You are given an integer array nums, an integer array queries, and an integer x. For each queries[i], determine the index in nums where x appears for the queries[i]th time. If nums contains fewer than queries[i] occurrences of x, return -1 for that query.

Return an array answer where answer[i] corresponds to the result for queries[i]. Optimize your solution by scanning nums once and storing occurrence indices to handle all queries quickly.

Examples

Example 1

Input: nums = [1,3,1,7], queries = [1,3,2,4], x = 1

Output: [0,-1,2,-1]

Example 2

Input: nums = [1,2,3], queries = [10], x = 5

Output: [-1]

Constraints

  • 1 <= nums.length, queries.length <= 105
  • 1 <= queries[i] <= 105
  • 1 <= nums[i], x <= 104

Solution Approach

Preprocess occurrences with hash map

Scan nums once and maintain a hash map where the key is the number x and the value is a list of indices where x appears.
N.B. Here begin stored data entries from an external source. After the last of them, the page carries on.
PR #614, opened 2016-05-11
Zmiany w forum/wiki na https

deg-pl:


andrixnet:
shouldn't these references be from the array of wiki links defined in config?

deg-pl:
Yes. You're right. This was a quick fix ;)

PR #667, opened 2016-06-03
googlemapapi ver update

kojoty:
now we can use ver. 3.24 (current released version)


kojoty:
commit waits for Monday

Issue #611, opened 2016-05-10
Remove events from 'cache found' count. Recalculate user stats.


mzylowski:
For me (and a lot of others opencaching users) including events into cache founds it's bad idea. 
Event isn't a cache.
We talk about it in #593, we receive e-mails like that:
`Cześć.
Czy te spotkania zawsze były doliczane? Spotkanie to nie skrzynka jej się nie szuka. Więc w statach spotkań niech pokazuje na ilu spotkaniach byłem  a w statach ogólnych tylko znalezione Kesze.
Pozdrawiam`

In this issue:
- we need changes in code
- run script for recalculate stats

andrixnet:
Can events be counted separately and shown? 
or
Can "attended" count as a "found" on per node basis?
OCRO prefers it like this and I know OCNA would like to rejoin within the next year the current OPENCACHING-PL code, and this was one specific issue of theirs.

harrieklomp:
For oc.nl it is logic that events are no caches, so should not be counted as found cache.
There are some parts in the code who does count them as found and some show them separate.

For example on http://www.opencaching.pl/viewprofile.php?userid=?? show only caches as found and events are shown separate.

deg-pl:
We have a lot of users surprised counting events to "Number of found caches". Another mail today:

> mam pytanie odnośnie statystyk na OC.
> Wiem, że sporo działacie ostatnio ale wychwyciłem małą nieścisłość pomiędzy ilością znalezionych skrzynek z poziomu mojego profilu (4384 na chwile obecną) a ilością znalezionych skrzynek z poziomu ogólnych statystyk (4368 na chwile obecną). Różnica to 16. 
> Skąd to się bierze, ktoś już może coś takiego zgłaszał, itd? W wolnej chwili mógłbyś zerknąć czy pisać oficjalne pismo do RT? ;-)

Opencachingna:
We use the old OCPL code at opencaching.us. This code did NOT count events as finds anywhere on the site. However, we had several requests over the years that they DO count as finds. So I went in to I'll bet about 15 files on the site, and changed the code so they do count. This must be a North American thing that people want them to count as finds. :-)

harrieklomp:
@Opencachingna I think this is more a GC thing. Some things should not be the same as on GC, for example this count a event as found :-)

Opencachingna:
[...]

PR #671, opened 2016-06-06
Tymczasowe rozwiazanie problemu statystyk zliczajacych uczestnictwa w…

deg-pl:
… eventach do znalezien


mzylowski:
@deg-pl You shouldn't just change translations without info to @harrieklomp or @andrixnet 
You also should change English translation.
I know it its temporary commit but we have to keep all translations unified every time.
I understand - we are not native English speakers but commit message in polish? It is a deterrent from our repo :P Harrie even doesn't know which issue is related with this commit and why this change was made.
#611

This reduces repeated scanning when answering multiple queries.

Answer each query efficiently

For each queries[i], check the list of indices for x in the hash map. If the list length is less than queries[i], return -1; otherwise, return the index at position queries[i]-1.

Optimize space and access

Compress storage by only saving indices for numbers that appear in queries or the target x. This saves memory and improves cache efficiency for large arrays.

Complexity Analysis

Metric Value
Time Depends on the final approach
Space Depends on the final approach

Time complexity is O(n + q) where n is nums length and q is queries length, because nums is scanned once and each query is answered in O(1). Space complexity is O(n) in the worst case for storing all occurrence indices of x.

What Interviewers Usually Probe

  • Check if candidates precompute occurrence indices or scan nums repeatedly.
  • Listen for hash map usage versus naive iteration for multiple queries.
  • Notice if candidates handle edge cases when occurrences are fewer than query values.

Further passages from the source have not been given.